| What the exercise asks |
Each line in the listing below that contains "only" should be returned.

*** Data under study Section Begins ***

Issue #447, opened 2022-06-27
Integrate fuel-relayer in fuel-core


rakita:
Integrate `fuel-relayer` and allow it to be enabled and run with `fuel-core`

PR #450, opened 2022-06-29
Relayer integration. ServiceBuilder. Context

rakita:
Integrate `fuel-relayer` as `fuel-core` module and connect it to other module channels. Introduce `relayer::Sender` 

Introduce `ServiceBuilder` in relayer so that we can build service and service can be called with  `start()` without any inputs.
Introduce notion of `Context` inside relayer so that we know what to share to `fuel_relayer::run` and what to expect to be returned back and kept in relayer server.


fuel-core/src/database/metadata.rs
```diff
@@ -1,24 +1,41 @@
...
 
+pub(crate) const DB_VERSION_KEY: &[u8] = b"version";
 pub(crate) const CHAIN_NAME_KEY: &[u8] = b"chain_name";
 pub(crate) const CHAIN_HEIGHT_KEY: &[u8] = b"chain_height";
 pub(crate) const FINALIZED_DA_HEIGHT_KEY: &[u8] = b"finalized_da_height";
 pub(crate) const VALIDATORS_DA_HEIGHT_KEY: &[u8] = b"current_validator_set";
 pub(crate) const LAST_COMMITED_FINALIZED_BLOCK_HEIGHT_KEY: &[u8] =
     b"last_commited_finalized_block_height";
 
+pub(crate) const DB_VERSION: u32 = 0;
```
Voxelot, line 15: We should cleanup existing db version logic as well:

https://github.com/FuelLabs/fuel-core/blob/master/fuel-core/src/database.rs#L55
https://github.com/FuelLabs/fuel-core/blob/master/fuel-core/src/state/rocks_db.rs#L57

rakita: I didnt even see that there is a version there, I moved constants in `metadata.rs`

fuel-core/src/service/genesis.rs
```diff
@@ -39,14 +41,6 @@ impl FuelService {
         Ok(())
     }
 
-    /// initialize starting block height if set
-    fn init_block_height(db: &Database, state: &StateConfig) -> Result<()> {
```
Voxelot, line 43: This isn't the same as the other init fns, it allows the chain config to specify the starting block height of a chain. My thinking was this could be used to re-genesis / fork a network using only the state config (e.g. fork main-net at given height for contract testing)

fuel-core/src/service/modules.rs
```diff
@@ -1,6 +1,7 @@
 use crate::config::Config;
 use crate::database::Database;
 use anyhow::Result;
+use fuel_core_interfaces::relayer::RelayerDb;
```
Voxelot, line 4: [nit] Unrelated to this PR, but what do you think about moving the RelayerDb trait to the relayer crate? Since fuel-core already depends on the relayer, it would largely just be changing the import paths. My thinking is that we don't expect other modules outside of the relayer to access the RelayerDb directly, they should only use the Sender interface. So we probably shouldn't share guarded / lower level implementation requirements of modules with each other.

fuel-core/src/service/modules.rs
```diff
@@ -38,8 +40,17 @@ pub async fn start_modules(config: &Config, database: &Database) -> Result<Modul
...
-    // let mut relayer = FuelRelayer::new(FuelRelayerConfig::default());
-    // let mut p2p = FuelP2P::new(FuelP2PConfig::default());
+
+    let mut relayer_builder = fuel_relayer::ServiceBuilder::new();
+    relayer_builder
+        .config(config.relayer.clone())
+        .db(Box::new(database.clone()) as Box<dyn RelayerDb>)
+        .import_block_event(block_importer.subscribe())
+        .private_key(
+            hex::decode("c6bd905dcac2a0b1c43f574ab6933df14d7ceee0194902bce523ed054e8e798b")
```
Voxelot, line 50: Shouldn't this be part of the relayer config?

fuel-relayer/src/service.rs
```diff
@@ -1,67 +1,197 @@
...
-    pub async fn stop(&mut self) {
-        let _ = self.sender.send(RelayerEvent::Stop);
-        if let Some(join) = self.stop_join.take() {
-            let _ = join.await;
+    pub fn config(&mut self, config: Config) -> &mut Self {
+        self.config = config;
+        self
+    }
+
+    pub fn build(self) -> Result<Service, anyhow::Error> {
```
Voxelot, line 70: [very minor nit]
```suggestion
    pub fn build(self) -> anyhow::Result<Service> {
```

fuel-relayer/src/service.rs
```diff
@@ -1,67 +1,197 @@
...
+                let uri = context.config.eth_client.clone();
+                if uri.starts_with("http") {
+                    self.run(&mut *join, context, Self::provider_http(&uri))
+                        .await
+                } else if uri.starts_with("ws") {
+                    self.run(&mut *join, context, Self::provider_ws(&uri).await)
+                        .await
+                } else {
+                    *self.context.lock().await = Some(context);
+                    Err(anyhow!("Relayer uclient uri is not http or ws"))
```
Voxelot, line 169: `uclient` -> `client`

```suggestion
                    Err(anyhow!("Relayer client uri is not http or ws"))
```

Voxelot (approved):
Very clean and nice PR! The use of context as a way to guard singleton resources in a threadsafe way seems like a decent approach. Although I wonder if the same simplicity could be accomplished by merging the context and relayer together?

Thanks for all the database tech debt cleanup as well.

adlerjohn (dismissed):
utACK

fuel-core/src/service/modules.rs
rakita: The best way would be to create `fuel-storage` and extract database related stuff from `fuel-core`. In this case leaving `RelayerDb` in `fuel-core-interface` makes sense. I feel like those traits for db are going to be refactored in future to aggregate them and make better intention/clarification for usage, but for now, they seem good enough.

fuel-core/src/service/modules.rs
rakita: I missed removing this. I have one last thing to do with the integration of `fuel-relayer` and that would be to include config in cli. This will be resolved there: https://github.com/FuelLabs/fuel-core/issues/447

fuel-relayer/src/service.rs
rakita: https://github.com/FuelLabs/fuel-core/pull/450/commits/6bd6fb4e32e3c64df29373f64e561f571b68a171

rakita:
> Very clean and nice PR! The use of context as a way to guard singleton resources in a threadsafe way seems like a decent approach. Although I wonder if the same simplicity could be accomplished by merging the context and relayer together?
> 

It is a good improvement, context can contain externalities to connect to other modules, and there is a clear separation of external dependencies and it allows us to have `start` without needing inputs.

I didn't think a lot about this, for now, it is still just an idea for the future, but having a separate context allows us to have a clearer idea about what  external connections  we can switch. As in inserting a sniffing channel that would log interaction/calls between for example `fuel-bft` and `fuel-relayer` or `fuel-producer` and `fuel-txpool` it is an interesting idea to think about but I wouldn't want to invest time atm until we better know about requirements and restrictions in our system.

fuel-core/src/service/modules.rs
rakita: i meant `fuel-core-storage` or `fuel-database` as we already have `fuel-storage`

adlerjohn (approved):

*** Data under study Section Ends ***

| Written response |
Voxelot, line 43: This isn't the same as the other init fns, it allows the chain config to specify the starting block height of a chain. My thinking was this could be used to re-genesis / fork a network using only the state config (e.g. fork main-net at given height for contract testing)
Voxelot, line 4: [nit] Unrelated to this PR, but what do you think about moving the RelayerDb trait to the relayer crate? Since fuel-core already depends on the relayer, it would largely just be changing the import paths. My thinking is that we don't expect other modules outside of the relayer to access the RelayerDb directly, they should only use the Sender interface. So we probably shouldn't share guarded / lower level implementation requirements of modules with each other.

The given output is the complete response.